In this series I have re-introduced an important theme: your child's perspective. Understanding your child's perspective is the first step toward respecting your child as the unique person that he is.
Parents often delight in trying to understand their newborn's needs. It can be exciting to get to know the newest member of the family. Yet, when it comes to older kids, many parents have a different approach. They try to control instead of observe.
It's no wonder. Who wants to crawl inside the mind of a child who is screaming or yelling? Yet this is when trying on another person's perspective is critical.
Admittedly, this is no easy feat. But its rewards are immeasurable. Here's a short list:
The benefits:
- Parents really understand what is going on.
- Therefore, children feel understood and respected.
- Parents are more patient with their children.
- Therefore, children feel better about themselves and more connected with parents.
- Parents set a positive example for moral development.

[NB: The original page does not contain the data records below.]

PR #9, opened 2019-07-10
put/get

davidmarkclements:
* salt (just for mutable - like bt dht?) [done]
* tests [will do in separate PR]

this is ready to merge on approval


RangerMauve:
This'll be great to have, thanks! :D

stores.js
```diff
@@ -0,0 +1,179 @@
...
+      } // silently ignore bad values
+    })
+
+    finished(queryStream, (err) => {
+      if (err) {
+        cb(err)
+        return
+      }
+      if (found === false) {
+        cb(Error('Not Found'))
```
mafintosh: i prefer cb(null, null) to indicate it does not exist

stores.js
```diff
@@ -0,0 +1,179 @@
...
+    })
+  },
+  command: {
+    update ({ target, value }, cb) {
+      if (value == null) {
+        cb(null)
+        return
+      }
+      const key = target.toString('hex')
+      store.set(key, value)
```
mafintosh: untrusted input so you need to verify that the target === hash(value)

stores.js
```diff
@@ -0,0 +1,179 @@
...
+    if (typeof opts !== 'object') throw Error('Options are required')
+    const { salt, seq } = opts
+    if (typeof seq !== 'number') throw Error('seq is a required option')
+    if (salt && !Buffer.isBuffer(key)) throw Error('salt must be a buffer')
+    const queryStream = this.query('mutable-store', key)
+    let found = false
+    queryStream.on('data', (result) => {
+      if (result.value === null) return
+      const { key, value, sig, seq: _seq, salt } = result.value
+      if (_seq === seq && verify(sig, value, key)) {
```
mafintosh: _seq is a min clock so _seq <= seq

stores.js
```diff
@@ -0,0 +1,179 @@
...
+    }
+  }
+})
+
+const mutable = (store) => ({
+  keypair () {
+    const pk = Buffer.alloc(pkSize)
+    const sk = Buffer.alloc(skSize)
+    createKeypair(pk, sk)
+    return { pk, sk }
```
mafintosh: name these publicKey and secretKey

stores.js
```diff
@@ -0,0 +1,179 @@
...
+    if (typeof seq !== 'number') throw Error('seq is a required option')
+    if (salt && !Buffer.isBuffer(key)) throw Error('salt must be a buffer')
+    const queryStream = this.query('mutable-store', key)
+    let found = false
+    queryStream.on('data', (result) => {
+      if (result.value === null) return
+      const { key, value, sig, seq: _seq, salt } = result.value
+      if (_seq === seq && verify(sig, value, key)) {
+        found = true
+        cb(null, value, { key, sig, seq, salt })
```
mafintosh: We prob need an option to continue scanning to see if a newer one comes along (can be v2 feature)

stores.js
```diff
@@ -0,0 +1,179 @@
...
+    if (value.length > PUT_VALUE_MAX_SIZE) { throw Error(`Value size must be <= ${PUT_VALUE_MAX_SIZE}`) }
+    if (typeof opts !== 'object') throw Error('Options are required')
+    if (typeof cb !== 'function') throw Error('Callback is required')
+    if (value.length > PUT_VALUE_MAX_SIZE) { throw Error(`Value size must be <= ${PUT_VALUE_MAX_SIZE}`) }
+    const { seq, salt, keypair } = opts
+    if (!keypair) throw Error('keypair is required')
+    const { sk, pk } = keypair
+    if (!Buffer.isBuffer(sk)) throw Error('keypair.sk (secret key buffer) is required')
+    if (!Buffer.isBuffer(pk)) throw Error('keypair.pk (public key buffer) is required')
+    if (typeof seq !== 'number') throw Error('seq is a required option')
```
mafintosh: seq should be optional (=0 default)

stores.js
```diff
@@ -0,0 +1,179 @@
...
+  command: {
+    valueEncoding: mutableEncoding,
+    update (result, cb) {
+      if (result.value == null) {
+        cb(null)
+        return
+      }
+      const key = result.target
+      const { value, sig, seq } = result.value
+      store.set(key.toString('hex'), { key, value, sig, seq })
```
mafintosh: untrusted input, verify the signature and that the seq is >= your local seq if you have an earlier value

stores.js
```diff
@@ -0,0 +1,179 @@
...
+      cb(null)
+    },
+    query ({ target }, cb) {
+      const key = target.toString('hex')
+      const result = store.get(key)
```
mafintosh: only reply back if your local seq is >= the one sent over the wire

stores.js
```diff
@@ -0,0 +1,179 @@
...
+    if (salt) {
+      if (!Buffer.isBuffer(salt)) throw Error('salt must be a buffer')
+      if (salt.length >= 16 && salt.length <= 64) { throw Error('salt length must be between 16 and 64 bytes (inclusive)') }
+    }
+    const sig = Buffer.alloc(signSize)
+    sign(sig, value, sk)
+    const key = pk
+    const info = { key, value, sig, seq }
+
+    this.update('mutable-store', key, info, (err) => {
```
mafintosh: nit: instead of these methods being implicitly bound to this === dhtNode make this a class that accepts a dht instance in the constructor. easier to read (if you ask me) and removes the need for the bind in index.js

stores.js
```diff
@@ -0,0 +1,179 @@
...
+    if (o == null) return o
+    return MutableStore.encode(o)
+  },
+  decode (o) {
+    if (o == null) return o
+    return MutableStore.decode(o)
+  }
+}
+
+const PUT_VALUE_MAX_SIZE = 1000
```
mafintosh: Add a comment that PUT_VALUE_MAX_SIZE + packet overhead (ie the key etc) should be < the network MTU which is normally 1400 bytes

stores.js
davidmarkclements: so for that case could we just allow no callback to be passed, and then return a stream? (which would be a transform stream that query stream is connected to?

mafintosh: great idea, stream should contain every hit >= seq

stores.js
davidmarkclements: I've made it optional for both get and put (with 0 default)

stores.js
davidmarkclements: or in this case when `_seq <= seq` right?

mafintosh: yes

stores.js
```diff
@@ -0,0 +1,260 @@
...
+  }
+}
+class MutableStore {
+  constructor (dht, store) {
+    this.dht = dht
+    this.store = store
+  }
+  salt (size = 16) {
+    if (size < 16 && size > 64) {
+      console.log(size)
```
mafintosh: stray log

stores.js
```diff
@@ -0,0 +1,260 @@
...
+      }
+    }
+  }
+}
+class MutableStore {
+  constructor (dht, store) {
+    this.dht = dht
+    this.store = store
+  }
+  salt (size = 16) {
```
mafintosh: special reason for salt to 16? otherwise it's safer to default it to 32 bytes unless you know what you are doing

stores.js
```diff
@@ -0,0 +1,260 @@
...
+    const secretKey = Buffer.alloc(skSize)
+    createKeypair(publicKey, secretKey)
+    return { publicKey, secretKey }
+  }
+  get (key, opts, cb) {
+    if (typeof opts !== 'object') throw Error('Options are required')
+    const { dht } = this
+    const { salt, seq = 0 } = opts
+    if (typeof seq !== 'number') throw Error('seq should be a number')
+    if (salt && !Buffer.isBuffer(key)) throw Error('salt must be a buffer')
```
mafintosh: nit: let's move all the throws to asserts where applicable

stores.js
```diff
@@ -0,0 +1,260 @@
...
+          cb(null)
+          return
+        }
+        const publicKey = input.target
+        const { value, salt, sig, seq } = input.value
+        const key = salt
+          ? publicKey.toString('hex') + salt.toString('hex')
+          : publicKey.toString('hex')
+        const local = store.get(key)
+        const msg = salt ? Buffer.concat([value, salt]) : value
```
mafintosh: this has security issues (ie value='a', salt='a') === (value='aa', salt='').
better encoding: salt-length-in-one-byte + salt + value OR use a hash(value, key=salt)

stores.js
```diff
@@ -0,0 +1,260 @@
...
+        const verified = verify(sig, msg, publicKey) &&
+          (local ? seq >= local.seq : true)
+
```
mafintosh: okay small detail i forgot to mention ... if seq === local.seq AND value === local.value (and the sig is correct obvs) then simply refresh the LRU (ie not an error). this happens all the time in practice as nodes will republish data to make sure it stays alive.

mafintosh:
almost there :) we prob need some tests also

stores.js
davidmarkclements: only reason was to reduce payload sizes - will change

stores.js
davidmarkclements: I think this behaviour is already there..

if seq === local.seq will pass seq >= local.seq - so if the sig verifies and seq === local.seq, then `verified` will be true, so `store.set(key, { value, salt, sig, seq })` will execute which will refresh the LRU by re-setting the value. There's no need to check that values equal for this case because the behaviour would be the same whether it's changed or not

davidmarkclements: clarified offline, now I understand

stores.js
```diff
@@ -0,0 +1,301 @@
...
+      assert(
+        salt.length >= 16 && salt.length <= 64,
+        'salt size must be between 16 and 64 bytes (inclusive)'
+      )
+    }
+    const queryStream = dht.query('mutable-store', key, { salt, seq })
+    let found = false
+    const userSeq = seq
+    const streamMode = typeof cb !== 'function'
+    const responseStream = Transform({
```
mafintosh: I just remembered we have a map option in dht-rpc for exactly this purpose (ie value transform)!

We should use that instead of the transform, query(..., { map(data) { return newData } })

mafintosh: See here for an example, https://github.com/hyperswarm/dht/blob/master/index.js#L48

Getting the dht node out as well is super helpful like we do in the peer lookup :)

stores.js
```diff
@@ -0,0 +1,273 @@
...
+        }
+        if (found === false) cb(null, null)
+      })
+    }
+    return queryStream
+  }
+  put (value, opts, cb) {
+    assert(Buffer.isBuffer(value), 'Value must be a buffer')
+    assert(typeof opts === 'object', 'Options are required')
+    assert(typeof cb === 'function', 'Callback is required')
```
mafintosh: nit, cb should be optional (default to a noop)

stores.js
```diff
@@ -0,0 +1,273 @@
...
+        const msg = salt
+          ? Buffer.concat([Buffer.from([salt.length]), salt, value])
+          : value
+
+        if (local && local.seq === seq && Buffer.compare(local.value, value) !== 0) {
+          cb(Error('ERR_INVALID_SEQ'))
+          return
+        }
+        const verified = verify(sig, msg, publicKey) &&
+          (local ? seq >= local.seq : true)
```
mafintosh: seq > local.seq

stores.js
```diff
@@ -0,0 +1,273 @@
...
+          cb(err)
+          return
+        }
+        if (found === false) cb(null, null)
+      })
+    }
+    return queryStream
+  }
+  put (value, cb) {
+    assert(typeof cb === 'function', 'Callback is required')
```
mafintosh: nit: callback should be optional

mafintosh:
LGTM on tests 🎉

davidmarkclements:
tests incoming for whole module as new PR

- Therefore, children learn from example how to be less self-centered and more concerned with others' feelings.
The previous post discussed understanding your child's perspective visually. This post will address the intellectual aspect. There are many ways to go about answering the question, “What is my child thinking?" First, and most important, put your own idea or fantasy aside of who you want your child to be and be open to who your child is.
Many parents have preconceived ideas about how they want their kid to develop. When things turn out differently, parents mourn the loss of their "dream" child. Sometimes this mourning gets in the way of the parent seeing the child for who he really is.
I will provide tools in future posts for better understanding your child's individual temperament and behavior preferences.







Article comments
1 - Joanne Huspek
Sometimes you have to wonder if parents remember being a child... Thanks for your great article.
2 - When did I become my Mom
Unfortunately it's all too true. We are rushing around so much that we don't take the time to really listen and understand the child's perspective.
3 - Lenz on Learning
Well said. Another way to look at it is that as parents, we should interest ourselves in more than just our child's behavior. We should be interested in their thoughts and feelings and the reasons *why* they're behaving a certain way. I want primarily to *connect* with my kids, not primarily to *control* them.